Go through the listing and count the lines with "remake" in them; write only the number.

= Beginning of Section =

PR #20, opened 2017-03-20
remake fork, readded importSNV.TCGA and tests

Pruthv1:
* remake of fork
* changes added to test file
* changes added and implemented parts of importSNV.TCGA


Pruthv1:
* Ready for review!

hyginn:
Can we close #19? You can still access comments via the linkt o "Closed" requests ...

Pruthv1:
yes #19 can be closed. Everything is in #20 now.

R/importSNV.TCGA.R
```diff
@@ -0,0 +1,323 @@
+# importSNV.TCGA.R
+
+#' Import MAF files from source and converts them to rSNV files.
+#'
+#' \code{importSNV.TCGA} imports list of maf file names, creates rSNV or adds to
+#' existing rSNV file, return rSNV file
```
hyginn: *returns

R/importSNV.TCGA.R
```diff
@@ -0,0 +1,323 @@
+# importSNV.TCGA.R
+
+#' Import MAF files from source and converts them to rSNV files.
+#'
+#' \code{importSNV.TCGA} imports list of maf file names, creates rSNV or adds to
```
hyginn: *imports data from one or more files in maf format, ...

R/importSNV.TCGA.R
```diff
@@ -0,0 +1,323 @@
...
+#' existing rSNV file, return rSNV file
+#'
+#' @section MAF file:...
```
hyginn: ToDo

R/importSNV.TCGA.R
```diff
@@ -0,0 +1,323 @@
...
+#'
+#' @param fMAF vector of MAF file names
+#' @param rSNV rSNV file to merged new MAF data with
+#' @param na.rm remove all rows with NA values as attributes and drop from DF
```
hyginn: what does "as attributes" mean?

R/importSNV.TCGA.R
```diff
@@ -0,0 +1,323 @@
...
+#' @param silent Controls whether output to console should be suppressed. FALSE
+#'   by default.
+#' @param writeLog Controls whether writing the result to the global logfile is
+#'   enabled. TRUE by default.
+#' @return rSNV file name containg data from all MAF files
```
hyginn: ``` N/A. Function is invoked for its side-effect of saving an rSNV object in RDS format to the requested filename.```

R/importSNV.TCGA.R
```diff
@@ -0,0 +1,323 @@
...
+#' @family
+#'
+#'   ## @seealso \code{\link{importX}} importX() is used to import ...
+#'
+#'   ## @examples ## \dontrun{ ## importSNV.TCGA(IN, OUT) ## }
+#' @export
+
+importSNV.TCGA <- function(  fMAF,
+                             rSNV = NULL,
+                             na.rm = FALSE,
```
hyginn: Don't set it to NULL by default. Just give it no default value and test for ```missing()```.

R/importSNV.TCGA.R
```diff
@@ -0,0 +1,323 @@
...
+    myNotes <- character()
+
+    # ==== PARAMETERS ==========================================================
+
+    # NL <- .PlatformLineBreak()
+    # # Read header and one contents line
+    # tmp <- readLines(fName, n = 2)
+
+    # ==== VALIDATIONS =========================================================
+
```
hyginn:
```
if (missing(fName)) {
    stop("The filename of the input file must be specified as \"fName\".")
}
if (missing(rSNV)) { ...
```

R/importSNV.TCGA.R
```diff
@@ -0,0 +1,323 @@
...
+                                                             checkSize = TRUE))
+    cR <- c(cR, .checkArgs(silent,       like = logical(1), checkSize = TRUE))
+    cR <- c(cR, .checkArgs(writeLog,     like = logical(1), checkSize = TRUE))
+    cR <- c(cR, .checkArgs(na.rm,        like = logical(1), checkSize = TRUE))
+
+    if(length(cR) > 0) {
+        stop(cR)
+    }
+
+    meta <- list(type = "rSNV",
```
hyginn: ... add UUID

R/importSNV.TCGA.R
```diff
@@ -0,0 +1,323 @@
...
+            return(TRUE)
+        } else {
+            return(FALSE)
+        }
+    }
+
+    mafHeaderCheck <- function(file) {
+        headValid <- TRUE
+        if (! read.table(file, header = FALSE, fill = NA, stringsAsFactors = FALSE,
+                         na.strings = " ", nrows=1)[,1] == "Hugo_Symbol") {
```
hyginn: Noooo. Don't define functions in here  :-)

Put the functions into the file separately, give them a function name that starts with a "." (e.g. .mafHeaderCheck) and remove the RoxygenHeader ( in particular the @export statement).

R/importSNV.TCGA.R
```diff
@@ -0,0 +1,323 @@
...
+        if (! read.table(file, header = FALSE, fill = NA, stringsAsFactors = FALSE,
+                         na.strings = " ", nrows=1)[,33] == "Tumor_Sample_UUID") {
+            headValid <- FALSE
+        }
+        return(headValid)
+    }
+
+    # ==== Validata rSNV  =======================================
+
+    rSNVheadercheck <- function(file) {
```
hyginn: As above

R/importSNV.TCGA.R
```diff
@@ -0,0 +1,323 @@
...
+            headValid <- FALSE
+        }
+        if (! read.table(file, header = FALSE, fill = NA, stringsAsFactors = FALSE,
+                         na.strings = " ", nrows=1)[,12] == "UUID") {
+            headValid <- FALSE
+        }
+        return(headValid)
+    }
+
+    if (missing(rSNV)) {
```
hyginn: Testing for missing parameters is usually the *first* thing in a function.

R/importSNV.TCGA.R
```diff
@@ -0,0 +1,323 @@
...
+        rSNV <- "MAFtoSNV"
+
+        # add metdata
+        for (name in names(meta)) {
```
hyginn: Again: no metadata here.

R/importSNV.TCGA.R
```diff
@@ -0,0 +1,323 @@
...
+            attr(rSNV, name) <- meta[[name]]
+        }
+
+        write("sym\tchr\tstart\tend\tstrand\tclass\ttype\taRef\ta1\ta2\tTCGA\tUUID",
+              rSNV, append=FALSE)
+
+        snvValidity <- TRUE
+    } else {
```
hyginn: You really don't need to read the entire old rSNV if it exists - you can just append to it after you confirm that the header is sane. use ```readLines()``` to read a single line, and check that.

R/importSNV.TCGA.R
```diff
@@ -0,0 +1,323 @@
...
+        rSNVf <- read.table(rSNV, header = TRUE)[,1]
+        rowsBefore <- length(rSNVf)
+        myNotes <- c("Number of rows originally in rSNV - ", rowsBefore)
+        snvValidity <- rSNVheadercheck(rSNV)
+    }
+
+    # ==== READ DATA ===========================================================
+    filesFinished <- 0
+    numFilesInvalid <- 0
+    for (i in fMAF) {
```
hyginn: This is not a good use of a progress bar, because the number of files is going to be small. In this case I would produce feedback like:
```
Processing "myNewTCGAdata-12345.maf" ... done. (1/3)
```
etc.

R/importSNV.TCGA.R
```diff
@@ -0,0 +1,323 @@
...
+
+        if (!silent) {
+            .pBar(i, length(fMAF))
```
hyginn: This is not a good use of a progress bar, because the number of files is going to be small. In this case I would produce feedback like:
```
Processing "myNewTCGAdata-12345.maf" ... done. (1/3)
```
etc.

R/importSNV.TCGA.R
```diff
@@ -0,0 +1,323 @@
...
+                         "chr14","chr15","chr16","chr17","chr18","chr19","chr20","chr21","chr22","chrX","chrY","chrM")
+            myVchr <- unique(chr_)
+            if (! all(myVchr %in% typeChr)) {
+                # drop file
+                chrValid <- FALSE
+            } else {
+                chrValid <- TRUE
+            }
+
+            if (classValid & typeValid & chrValid == FALSE) {
```
hyginn: :-)

```
if (! classValid && typeValid && chrValid) ...
```
(... or "&" if you must, but that's confusing in an if-statement, it just happens to work here.)

R/importSNV.TCGA.R
```diff
@@ -0,0 +1,323 @@
...
+                # there was an invalid value
+                # report error in file and log
+                # drop file
+                # go to next
+                myNotes <- c(paste(i, " - File was dropped due to invalid attributes in column chr/class/type"))
```
hyginn: Ah. These are not "attributes" but data. Better to do the following:

instead of 
``` 
if (! all(myVclasses %in% classVknown)) {
                # drop file
                classValid <- FALSE
            } else {
                classValid <- TRUE
            }
```

write:
``` 
if (! all(myVclasses %in% classVknown)) {
                # skip file
                myNotes <- c(paste(i, " - was skipped because of unrecognized string in variant class column."))
                next
            }
```

R/importSNV.TCGA.R
```diff
@@ -0,0 +1,323 @@
...
+    filesFinished <- 0
+    numFilesInvalid <- 0
+    for (i in fMAF) {
+
+        if (!silent) {
+            .pBar(i, length(fMAF))
+        }
+
+        if (fileValidity(i) & mafHeaderCheck(i) & snvValidity) {
+            hugo_ <- read.table(i, header = TRUE, fill = NA, stringsAsFactors = FALSE,
```
hyginn: Hm.
I would use ```readr::read.delim()``` and read exactly the columns you want, and none other, all at once. One read statement does it all.

R/importSNV.TCGA.R
```diff
@@ -0,0 +1,323 @@
...
+                # there was an invalid value
+                # report error in file and log
+                # drop file
+                # go to next
+                myNotes <- c(paste(i, " - File was dropped due to invalid attributes in column chr/class/type"))
+                numFilesInvalid <- numFilesInvalid + 1
+            } else {
+                # all tests passed
+                # add data to rSNV
+                fileasDT <- cbind(hugo_ , chr_ , start_, end_, strand_, var_class_,
```
hyginn: Unnecessary if you read it all at once...

R/importSNV.TCGA.R
```diff
@@ -0,0 +1,323 @@
...
+                                  var_type_, ref_allele_, tum_all1_, tum_all2_,
+                                  tum_samp_barcode_, tum_sam_uuid_)
+                if (na.rm) {
+                    na.omit(fileasDT)
```
hyginn: ```na.omit``` is a function in the data.table package, isn't it? Doesn't it *return* the modified dataframe?
```myDF <- na.omit(mDF)```
Finally: don't you need to be selective about which columns trigger the omission? E.g not all datastes might have UUIDs to begin with ...

File: R/importSNV.TCGA.R [hunk 21]
```diff
@@ -0,0 +1,323 @@
...
+        # ==== WRITE LOG ===========================================================
+
+        if(writeLog) {
+
+            myTitle <- "importSNV.TCGA"
+
+            # Compile function call record
+            myCall <- character()
+            myCall[1] <- "importSNV.TCGA("
+            myCall[2] <- sprintf("fMAF = \"%s\", ", paste(fMAF, collapse=" "))
```
hyginn: That won't give the result you want if fMAF is a vector.

R/importSNV.TCGA.R
```diff
@@ -0,0 +1,323 @@
...
+            myCall[3] <- sprintf("rSNV = \"%s\", ", rSNV)
+            myCall[3] <- sprintf("silent = %s, ", as.character(silent))
+            myCall[4] <- sprintf("writeLog = %s)", as.character(writeLog))
+            myCall[5] <- sprintf("na.rm = %s)", as.character(na.rm))
+            myCall <- paste0(myCall, collapse = "")
```
hyginn: Missing the closing bracket of the call. Arguments not separated. Did you try this?

R/importSNV.TCGA.R
```diff
@@ -0,0 +1,323 @@
...
+            # indicate input object name(s)
+            #   (NA for this importSNV.TCGA())
+
+            # Record progress information
+            myNotes <- c(myNotes, sprintf("Files processed - ", filesFinished))
+            myNotes <- c(myNotes, sprintf("Total number of files in input fMAF - ", length(fMAF)))
+            myNotes <- c(myNotes, sprintf("Files dropped due to incomptibility - "), numFilesInvalid)
+
+            # indicate output object name(s)
+            myOutput = c("rSNV")
```
hyginn: That's not an output for which we can process metadata, UUID etc. In the way that we have designed the log-system, this event doesn't actually *have* input and output, because these are files that can be modified on disk. We would only attach metadata to R objects, eg. if we save this as an RDS. Which we don't, in this case.

R/importSNV.TCGA.R
```diff
@@ -0,0 +1,323 @@
...
+
+            # send info to log file
+            logEvent(eventTitle = myTitle,
+                      eventCall = myCall,
+                      #input = character(),
+                      notes = myNotes,
+                      output = myOutput)
+        }
+        return(rSNV)
```
hyginn: N/A - see my comment in the docstring.

tests/testthat/testImportSNV.TCGA.R
```diff
@@ -0,0 +1,181 @@
...
+logFileName(fPath = tempdir(), setOption = TRUE)  # make tempdir() the log dir
+NL <- .PlatformLineBreak()
+# ==== END SETUP AND PREPARE ===================================================
+
+#context("Tools for importing MAF files into a rSNV file")
+options(stringsAsFactors=FALSE)
+
+test_that("parameter errors are correctly handled", {
+    # fMAF is not provided
+    expect_error(importSNV.TCGA())
```
hyginn: ```expect_error()``` uses a regex as a second argument, better use that. Otherwise you can't tell if the error you get is the error you expect - eg. whether it comes from the system, or from ```.checkArgs()```

tests/testthat/testImportSNV.TCGA.R
```diff
@@ -0,0 +1,181 @@
...
+    input2 <- c("PTCHD2" , 57540 , "WUGSC" , "GRCh38" , "chr1" , 11516130 , 11516130 , "+" , "Missense_Mutation" , "SNP" , "C" , "C" , "T" , "novel" , "TCGA-QQ-A8VF-01A-11D-A37C-09" , "TCGA-QQ-A8VF-10A-01D-A37F-09" , "Somatic" , "Illumina" , "HiSeq" , "2000" , "2109690d-e8b1-4b5c-9a39-21af273324cf" , "fe2daf93-56f1-4236-9b58-bf18f0e47d3a" , "c.1718C>T" , "p.Ala573Val" , "p.A573V" , "ENST00000294484")
+    input3 <- c("VWA5B1" , 127731 , "WUGSC" , "GRCh38" , "chr1" , 20319393 , 20319393 , "+" , "Missense_Mutation" , "SNP" , "C" , "C" , "T" , "novel" , "TCGA-QQ-A8VF-01A-11D-A37C-09", "TCGA-QQ-A8VF-10A-01D-A37F-09" , "Somatic" , "Illumina" , "HiSeq" , "2000" , "2109690d-e8b1-4b5c-9a39-21af273324cf" , "fe2daf93-56f1-4236-9b58-bf18f0e47d3a" , "c.853C>T" , "p.Pro285Ser" , "p.P285S" , "ENST00000375079")
+
+    trueIn <- rbind(input0,input1,input2,input3)
+    write.table(trueIn,  file="testIn", sep="\t", append=FALSE, row.names =
```
hyginn: Where is ```testIn```? Better do something like:
```
testIn <- tempfile()
... do whatever testing ...
expect_true(file.remove(testIn))
```

tests/testthat/testImportSNV.TCGA.R
```diff
@@ -0,0 +1,181 @@
...
+                    FALSE, col.names = FALSE, quote = FALSE)
+
+    # MAKE SMALL OUTPUT (trueOut) --------------------------------------------------
+    header <- c("sym", "chr", "start", "end", "strand", "class", "type", "aRef", "a1", "a2", "TCGA", "UUID")
```
hyginn: maybe more clear to write:
```
trueOut    <- c("sym", "chr", ...
trueOut[2] <- c("TMEM201", "chr1", 9607661, ...
trueOut[3] <- c("PTCHD2", "chr1",...
trueOut[4] <- c("VWA5B1", "chr1", ...
```
no intermediate assignment and ```rbind()``` required.

tests/testthat/testImportSNV.TCGA.R
```diff
@@ -0,0 +1,181 @@
...
+
+    trueOut <- rbind(header,sample1,sample2,sample3)
+
+    # run the module on only fMAF as parameter (moduleOut)
+    moduleOut <- importSNV.TCGA(c("testIn"))
+    # check if manual output = module output
+    module <- read.csv(moduleOut, sep = "\t")
+
+    # TEST fMAF parameter ==========================================================
+    all.equal(trueOut, module)
```
hyginn: Hm. trueOut is a matrix, module is a data frame. That's already an issue. You haven't set stringsAsFactors = FALSE. So this will fail. Better to setup your Truth object as a data frame too.

tests/testthat/testImportSNV.TCGA.R
```diff
@@ -0,0 +1,181 @@
...
+                    FALSE, col.names = FALSE, quote = FALSE)
+
+    # test rSNV input file
+    header <- c("sym", "chr", "start", "end", "strand", "class", "type", "aRef", "a1", "a2", "TCGA", "UUID")
+    snvInput1 <-c("TMEM201", "chr1", 9607661, 9607661, "+", "Missense_Mutation", "SNP", "C", "C", "T", "TCGA-QQ-A8VF-01A-11D-A37C-09", "2109690d-e8b1-4b5c-9a39-21af273324cf")
+    snvInput2 <- c("PTCHD2", "chr1", 11516130, 11516130, "+", "Missense_Mutation", "SNP", "C", "C", "T", "TCGA.QQ.A8VF.01A.11D.A37C.09", "2109690d-e8b1-4b5c-9a39-21af273324cf")
+
+    module <- rbind(header,snvInput1, snvInput2)
+
+    write.table(module,  file="module2", sep="\t", append=
```
hyginn: Write only to tempfiles! And remove them after testing.

tests/testthat/testImportSNV.TCGA.R
```diff
@@ -0,0 +1,181 @@
...
+    # if rSNV is provided, check if number of columns in rSNV is worng
+    expect_error(importSNV.TCGA(c("testIn")), "testOutINVALIDcolumns")
+    # if rSNV is provided, check when header labels are wrong
+    expect_error(importSNV.TCGA(c("testIn")), "testOutINVALIDheaders")
+})
+
+test_that("silent and write works as intended", {
+    # if silent=TRUE, check if output to console is supressed
+    testF <- tempfile()
+    capture.output(importSNV.TCGA(c("testIn"), silent = TRUE), file = testF)
```
hyginn: no ```c()``` needed for a single item. In R, scalars *are* vectors (of length 1).

tests/testthat/testImportSNV.TCGA.R
```diff
@@ -0,0 +1,181 @@
+# testImportSNV.TCGA.R
```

= End of Section =

_Output for this task:_ 2